(5) Respiration Flashcards
Need for cellular respiration
Organisms respire to use the energy stored in complex organic molecules to make ATP, it is the universal energy currency for biological processes.
Active transport, endocytosis and exocytosis, cell division (synthesis of new organelles), muscle contraction and movement.
Structure of mitochondria
Cytoplasm - site of glycolysis
Outer membrane
Inner membrane (cristae) - oxidative phosphorylation.
Matrix - link reaction and kerbs cycle.
Glycolysis
Occurs in the cytoplasm
Glucose (6C) is phosphorylated into hexose bisphosphate (6C) - uses 2 ATP and releases 2 ADP + Pi.
Hexose bisphosphate then splits into 2x triose phosphate molecules (3C) by the addition of a Pi.
Then into triose bisphosphate by dehydrogenation - 2 ADP into 2 ATP and NAD into reduced NAD (oxidation) into pyruvate (3C).
Produces 4 ATP, net 2 ATP, 2 reduced NAD and 2 pyruvate.
Link reaction
Occurs in the matrix.
Pyruvate (3C) is decarboxylated (loses 1 co2) and dehydrogenated/oxidised (NAD into reduced NAD) to form acetyl (2C).
Acetyl accepts coenzyme A and makes acetyl coA (2C).
Makes 2 reduced NAD, 2 co2, 2 acetyl coA.
Kerbs cycle
Occurs in the matrix.
Acetyl coA (2C), loses its coA and citric acid (6C) is formed from the acetyl group.
Citric acid loses one co2 (decarboxylation) and NAD into reduced NAD (dehydrogenation) into a 5C compound.
5C loses 1 co2, 1 NAD into reduced NAD = 4C intermediate.
4C - substrate level phosphorylation (ADP + Pi into ATP), FAD into reduced FAD.
4C into oxaloacetate (4C) - NAD into reduced NAD.
Per glucose - 2 co2, 1 ATP, 1 reduced FAD and 3 reduced NAD (x2).
Coenzymes
Temporarily bind to the enzymes active site.
NAD and FAD - help dehydrogenase enzymes to remove H atom from substrate. Then combines with H and becomes reduced. It is regenerated during oxidative phosphorylation - H atoms from reduced NAD/FAD are used for ATP.
Coenzyme A - carries acetate from pyruvate made in glycolysis to krebs cycle.
Oxidative phosphorylation
Occurs on the cristae - H+ moved over the membrane from the matrix into the intermembranal space.
Reduced NAD and FAD release H+ atoms, they split into protons and electrons.

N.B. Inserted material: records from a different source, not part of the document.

PR #51, opened 2023-11-08
Parse sObjects in the landing page and return them in an array

sfdctaka:


src/commands/wizard/lwcGenerationCommand.ts
```diff
@@ -8,6 +18,70 @@ export class LwcGenerationCommand {
...
+        filePath: string,
+        callback: (error: Error | null, data: any) => void
+    ): void {
+        try {
+            const data = fs.readFileSync(filePath, { encoding: 'utf-8' });
+            const jsonObject = JSON.parse(data);
+            callback(null, jsonObject);
+        } catch (error) {
+            callback(error as Error, null);
+        }
```
sfdctaka, line 31: Is Promise preferred over callback?

khawkins:
You're going to need to rebase against `main`.

src/utils/uemParser.ts
```diff
@@ -0,0 +1,33 @@
...
+ */
+
+import { l10n } from 'vscode';
+import { Field } from './orgUtils';
+
+export class UEMParser {
+    public static findFieldValues(json: Object, targetField: String): string[] {
+        const results: string[] = [];
+
+        function search(json: any) {
```
khawkins, line 15: Why do you have a function within a function here? I would either inline all of this functionality, or pull out a helper method from the wrapping method, so that it can be more easily tested in isolation.

src/commands/wizard/lwcGenerationCommand.ts
dbreese: I think Promise should be used any time there could be a blocking operation as in the above code where you are reading the file synchronously. If the consumer of readFileAsJsonObject() doesn't know this, it can have negative side affects. Whereas using a Promise automatically indicates it can be async.

sfdctaka:
@khawkins On resolving the conflict now. I was talking with @dbreese but after resolving we will need a refinement in how we render the table as we'll now have both what sObjects that we are generating for and what sObjects' QAs already exist. So this may not come clear after my merge conflict, just a heads up.

src/commands/wizard/lwcGenerationCommand.ts
```diff
@@ -8,6 +18,70 @@ export class LwcGenerationCommand {
         this.extensionUri = extensionUri;
     }
 
+    static readFileAsJsonObject(
```
maliroteh-sf, line 21: We are already pulling in `lwc-dev-mobile-core` into this repo and so you can just use `CommonUtils.loadJsonFromFile` to get the job done, which also means that you don't need to add test coverage for this.

src/commands/wizard/lwcGenerationCommand.ts
```diff
@@ -8,6 +18,70 @@ export class LwcGenerationCommand {
...
+                    landingPagePath,
+                    (error: Error | null, data: any) => {
+                        if (error) {
+                            console.warn(`Error reading ${landingPageJson}`);
+                            lwcGenerationCommandStatus.error = (
+                                error as Error
+                            ).message;
+                        } else {
+                            lwcGenerationCommandStatus.sobjects =
+                                UEMParser.findFieldValues(
```
dbreese, line 71: I am wondering if we want to find _all_ "objectApiName" keys in the entire json, or just for the mcf/list, mcf/timedList, and mcf/genericLists? 

Because the purpose of generating the LWCs for view/edit/create is that the lists are the jumping point for sobjects. Looks like the only place objectApiName appears in the templates is under either `mcf/list` or `mcf/timedList` so this should still work.

src/commands/wizard/lwcGenerationCommand.ts
```diff
@@ -8,6 +18,70 @@ export class LwcGenerationCommand {
...
+            callback(error as Error, null);
+        }
+    }
+
+    static async getLwcGenerationPageStatus(): Promise<LwcGenerationCommandStatus> {
+        return new Promise<LwcGenerationCommandStatus>(async (resolve) => {
+            let landingPageExists = true;
+
+            const staticResourcesPath =
+                await TemplateChooserCommand.getStaticResourcesDir();
```
khawkins, line 39: @dbreese and I (coincidentally) discussed this earlier: these commands should move out into independent helper functionality. I'd prefer we do that, over importing `TemplateChooserCommand` to get to them.

src/commands/wizard/lwcGenerationCommand.ts
khawkins: +1. I'd prefer an approach where, rather than blindly searching the landing page, we go the other way and get values based on known paths to those keys.

src/commands/wizard/onboardingWizard.ts
```diff
@@ -33,6 +33,10 @@ async function runPostProjectConfigurationSteps(
         await AuthorizeCommand.authorizeToOrg();
         await DeployToOrgCommand.deployToOrg();
 
+        await new LwcGenerationCommand(
```
khawkins, line 36: Are we ready to enable this functionality, after this PR goes in? If not, we should not put this in the PR.

khawkins:
> @khawkins On resolving the conflict now. I was talking with @dbreese but after resolving we will need a refinement in how we render the table as we'll now have both what sObjects that we are generating for and what sObjects' QAs already exist. So this may not come clear after my merge conflict, just a heads up.

Yeah we need to resolve, for sure. Looking at both implementations, I don't think the results of your functionality (finding the sObjects represented in the landing page) should be going back to the UI. That's functionality that the LWC generation code needs to invoke, to understand what it needs to generate.  To me, that's what should be (and currently is) going back to the UI. I think the sObject interrogation in the landing page should just be represented as functionality internal to the process.

Cc: @dbreese

src/commands/wizard/onboardingWizard.ts
sfdctaka: After this PR goes in the remaining thing will be to get the compact layout. We can disable the functionality until that is in.

sfdctaka:
@dbreese @khawkins I am now working on exactly that, making interrogation as a part or internal to finding which sobject's QA to generate(view/edit/create).  The way it is set up now `window.load` will need to make to separate calls for finding what sobjects there are on the landing page and which QA's are there for those sobjects. Mashing them into one is the way to go.

src/commands/wizard/onboardingWizard.ts
sfdctaka: Removed it. Will continue to put the command on dev's machine locally until we're ready to enable the functionality. cc: @dbreese

package.json
```diff
@@ -58,6 +58,7 @@
   },
   "devDependencies": {
     "@istanbuljs/nyc-config-typescript": "^1.0.2",
+    "@types/cli-progress": "^3.11.5",
```
sfdctaka, line 61: To use `CommonUtils.loadJsonFromFile` I needed to include this or otherwise compiler complains @maliroteh-sf

dbreese (approved):
LGTM!

package.json
khawkins: That's super weird. I don't know why the specific use of that method is triggering the issue.

The dependency tree for that package is entirely housed in an oclif _dev_ dependency in `lwc-dev-mobile-core`. It's a little disconcerting that we're dragging all of OClif along for the essentially generic Node.js utility functions that we leverage from `lwc-dev-mobile-core`. I'm taking a note to revisit this phenomenon in that package.

For the time being, the solution you chose is probably the easiest—that, or not using the method in favor of writing a local one in this project. At this time I don't know how we'd actually clear that error in the place it rightfully should be cleared.

src/commands/wizard/lwcGenerationCommand.ts
khawkins: I see this is resolved, but...can we do this? 😀 Is that TBD?

src/utils/uemParser.ts
```diff
@@ -0,0 +1,69 @@
...
+        return results;
+    }
+
+    static findObjectsWithValues(
+        json: Object,
+        valuesToMatch: string[]
+    ): Array<Object> {
+        const results: Array<Object> = [];
+
+        if (typeof json === 'object') {
```
khawkins, line 38: This is a redundant check, to the required type in the method signature. I'd remove the conditional.

src/utils/uemParser.ts
```diff
@@ -0,0 +1,69 @@
...
+            // Only include unique values in the array.
+            if (!results.includes(objectApiName)) {
+                results.push(objectApiName);
+            }
+        });
+
+        return results;
+    }
+
+    static findObjectsWithValues(
```
khawkins, line 32: Sorry, I'm still not convinced on "searching" the JSON. The JSON in question in this case is a well-known data structure. We should be querying it, not searching it. For all of its unwieldiness, it's still deterministic that `objectApiName` keys can be found at `view.regions.components.components[_x_].regions.components.components[_y_].properties.objectApiName` (or something along those lines). I haven't looked across all of the templates to see whether or not there may be a similar path to other ones—but if there is, it will be just as deterministic.

I feel like we should be deliberate about access these data properties. To me, searching for them is just opening a door to false positives, with no real upside. We should query the data structure we know.

dbreese: I wasn't sure if it will always be in that location. I suggested to @sfdctaka that as long as we find an `mcf/list` or `mcf/timedList`, then from there `.properties.objectApiName` should be populated. I thought that with the UEM file, it can be arbitrarily deep and nested in other components such as an `mcf/card` or something else perhaps.

package.json
maliroteh-sf: `CommonUtils` has 3 methods `startCliAction` / `updateCliAction` / `stopCliAction` that import `ux` from `@oclif/core`

I guess when trying to use `CommonUtils.loadJsonFromFile` the entire `CommonUtils` is pulled in and so you end up needing to add this dependency. In `lwc-dev-mobile-core` we have a dependency on `@oclif/core` which in turn pulls in `@types/cli-progress` so I guess what you're doing here is ok.

src/utils/uemParser.ts
khawkins: I support continuing to have some measure of a UEM "fronting" class for these data structures, because they are so unwieldy, and accessing properties therein in a more friendly encapsulated manner could be useful down the road.

khawkins: > I thought that with the UEM file, it can be arbitrarily deep and nested in other components such as an `mcf/card` or something else perhaps.

It'd be good to understand if that's the case, and then if so what the constraints are on that definition, and how we'd respond to them.

My point is more that we should strive to leverage our understanding of this data structure that we're supporting. To do a "find" is kind of punting on that understanding, and to me exposes a gap that we need to close.

package.json
khawkins: I wonder why it's pulling in the entirety of `CommonUtils`, when other methods aren't. I wonder if it's because `loadJsonFromFile` returns `any`, maybe?

src/utils/uemParser.ts
sfdctaka: cc: @Taost

sfdctaka: I wrote a xpath-ish query function to replace the recursive deep search. @khawkins please check it out.

resources/instructions/createSObjectLwcQuickActions.html
```diff
@@ -35,76 +35,76 @@
...
-    <button id="generateLwcQuickActionsButton">
-        Generate LWC Quick Actions
-    </button>
-    <script>
-        const generateQuickActionsButtonElement = document.getElementById(
-            'generateLwcQuickActionsButton'
-        );
-        generateQuickActionsButtonElement.addEventListener('click', () => {
-            webviewMessaging.sendMessageRequest(
+        <p id="sobjectDiv">
```
khawkins, line 38: Looking through this, I'm realizing that all of the HTML files under `resources/instructions` have nominally been put through `prettier` formatting already. Let's codify that as part of this PR:

- Run `prettier` on this file, to fix up spacing, strings, etc.
- Amend `prettier:verify` in `package.json` to add the `"resources/instructions/**/*.html"` path.
- Amend `prettier:write` to do the same.

We may as well try to keep these formatted too, since they mostly already are.

dbreese: I think this is a great idea. HOWEVER, can we please not do it in this PR because I have stacked changes on this PR and will have to go through even more merge conflicts if we do. I can add this in my next PR?

khawkins: Oh yeah sure. No need to blow up the train as part of the process!

sfdctaka: Noted. I will make another PR for `prettier` after this gets merged.

src/utils/uemParser.ts
```diff
@@ -0,0 +1,68 @@
...
+ * SPDX-License-Identifier: MIT
+ * For full license text, see the LICENSE file in the repo root or https://opensource.org/licenses/MIT
+ */
+
+export class UEMParser {
+    public static findSObjects(json: Object): Array<string> {
+        const sObjects = UEMParser.findObjectsWithValues(json, [
+            'mcf/list',
+            'mcf/timedList',
+            'mcf/genericLists'
```
Taost, line 13: There is no 'mcf/genericLists' definition in MCF. The 'mcf/list' is basically for generic list.

src/commands/wizard/lwcGenerationCommand.ts
```diff
@@ -9,18 +14,52 @@ export type QuickActionStatus = {
...
 export class LwcGenerationCommand {
     extensionUri: Uri;
 
     constructor(extensionUri: Uri) {
         this.extensionUri = extensionUri;
     }
 
+    static async getSObjectsFromLandingPage(): Promise<GetSObjectsStatus> {
+        return new Promise<GetSObjectsStatus>(async (resolve) => {
+            const staticResourcesPath = await UIUtils.getStaticResourcesDir();
```
Taost, line 37: It looks good if this tool is specifically for landing page coming from static resources. But, landing page uem can also come from other sources, e.g., mobile builder, the default (packaged inside app).

sfdctaka:
@khawkins Made the search to simple look for all `objectApiName`. I will do `prettier` update in another PR.

src/utils/uemParser.ts
```diff
@@ -0,0 +1,47 @@
...
+                } else {
+                    results.push(
+                        ...UEMParser.findObjectsWithKey(
+                            nestedJsonBlock[key as keyof Object],
+                            keyToMatch
+                        )
+                    );
+                }
+            }
+        } else if (Array.isArray(nestedJsonBlock)) {
```
khawkins, line 37: I don't see a use case where this is going to happen. A JS/TS array is `typeof object`.

src/utils/uemParser.ts
```diff
@@ -0,0 +1,47 @@
...
+    }
+
+    static findObjectsWithKey(
+        nestedJsonBlock: any,
+        keyToMatch: string
+    ): Array<string> {
+        const results: Array<any> = [];
+
+        if (typeof nestedJsonBlock === 'object') {
+            const keys = Object.keys(nestedJsonBlock);
```
khawkins, line 22: You don't need this. It's not used.

src/utils/uemParser.ts
khawkins: Plus, you don't need to special-case arrays from the logic you have here. `for...in` will return the properties of a JSON object, and the indices of an array.  For example:

```js
let myArray = ["One", "Two", "Three"];
for (const arrayKey in myArray) {
  console.log(`${arrayKey}: ${myArray[arrayKey]}`);
}

// Output:
// 0: One
// 1: Two
// 2: Three
```

src/utils/uiUtils.ts
```diff
@@ -5,12 +5,25 @@
  * For full license text, see the LICENSE file in the repo root or https://opensource.org/licenses/MIT
  */
 
-import { window, QuickPickItem, QuickPickItemKind, QuickPick } from 'vscode';
+import { window, workspace, QuickPickItem } from 'vscode';
+import { access } from 'fs/promises';
+import {
```
khawkins, line 10: These error objects need to be moved into this module as well.

khawkins: Actually, can we move them all into their own module, somewhere separate from `uiUtils`? They're not really UI utilities. Something like `WorkspaceUtils` would probably be more appropriate.

src/utils/uiUtils.ts
```diff
@@ -64,4 +77,39 @@ export class UIUtils {
...
+            const staticResourcesPath = path.join(
+                projectPath,
+                this.STATIC_RESOURCES_PATH
+            );
+            try {
+                await access(staticResourcesPath);
+            } catch (err) {
+                const accessErrorObj = err as Error;
+                const noAccessError = new NoStaticResourcesDirError(
+                    `Could not read landing page directory at '${staticResourcesPath}': ${accessErrorObj.message}`
```
khawkins, line 108: Nit: we should probably change this error message to something more generic, now that it's split out into a utility function. E.g.:

> Could not read static resources directory at '${staticResourcesPath}'

khawkins (commented):
It looks good to me overall! A few minor corrections, but otherwise it's lookin' good.

dbreese (approved):

src/utils/uiUtils.ts
```diff
@@ -64,4 +74,39 @@ export class UIUtils {
             quickPick.show();
         });
     }
+
+    static getWorkspaceDir(): string {
```
khawkins, line 78: Sorry, to be clear: I think this method, `STATIC_RESOURCES_PATH` above, and `getStaticResourcesDir()` below should also end up in `workspaceUtils`, as none of those are particularly related to "UI". Can we move these over as well?

sfdctaka:
I think the last commit could be the final dagger, @khawkins .

src/test/suite/utils/uiUtils.test.ts
```diff
@@ -94,4 +102,62 @@ suite('UIUtils Test Suite', () => {
         assert.equal(exceptionCount, 1);
         assert.equal(quickPickSpy.dispose.called, true); // ensure it was disposed of after item selected
     });
+
+    test('Static resources dir: workspace does not exist', async () => {
```
khawkins, line 106: You can remove these tests from this file, right? Looks like you (rightly) moved them into `workspaceUtils.test.ts` below.

khawkins:
> I think the last commit could be the final dagger, @khawkins .

Pretty close! 😆 I think all that's left is to just remove those now-redundant tests in `uiUtils.test.ts`. Otherwise 🧑‍🍳😚 looking good to me!

khawkins (approved):
🎉

src/test/suite/utils/uiUtils.test.ts
sfdctaka: So strange because I removed them... Checked now and saw that `git push` hadn't gone through because I didn't add `-f` to it when the removal of those tests were done in ammend. 😞 . So much for haste makes waste.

Electrons pass down the electron transport chain, from carrier to carrier, releasing energy each time.
Energy released is used to pump H+ across the membrane into the intermembranal space.
H+ then diffuse back through the membrane via ATP synthase, down the proton gradient.
This causes the head of ATP synthase to spin - releasing energy to combine ADP and Pi to make ATP.
Oxygen is the final electron acceptor - it combines with electrons from the etc and H+ from chemiosmosis to make water.
Yields around 28 ATP.
Anaerobic respiration in eukaryotes
Lactate fermentation - Pyruvate (3C) into lactate (3C).
2H from reduced NAD into NAD by lactate dehydrogenase.
There is no o2, so this allows muscle cells to keep contracting by supplying a small amount of ATP.
NAD being regenerated means that it is available to accept more H atoms, allowing glycolysis to continue because it needs NAD.
Anaerobic respiration in yeast
Alcohol fermentation - Pyruvate (3C) into ethanal by losing 1 co2 (pyruvate decarboxylase).
Then ethanal into ethanol - 2 reduced NAD transfers 2H into ethanal using ethanol dehydrogenase.
NAD is regenerated so glycolysis can continue.
ATP yield in anaerobic respiration
ATP yield is lower than aerobic respiration because anaerobic respiration only includes one energy releasing stage, glycolysis, which only gets 2 ATP per glucose.
Krebs cycle and oxidative phosphorylation cannot occur because it’s requires o2
Respiratory substrates
Yield different amounts of ATP because most is generated from oxidative phosphorylation, so more H+ = more energy per gram.
Carbohydrates (16kJg-1) - stores are used up quick, glucose from stored starch of glycogen.
Proteins (17kJg-1) - amino acids released by digestion are respired, some fed into kerbs cycle, the rest is delaminated into urea.
Lipids (39kJg-1) - glycerol and fatty acids, glycerol is turned into carbohydrate for glycolysis, fatty acids are high with H aroma so high energy.
Respiratory quotient - co2 produced/o2 consumed.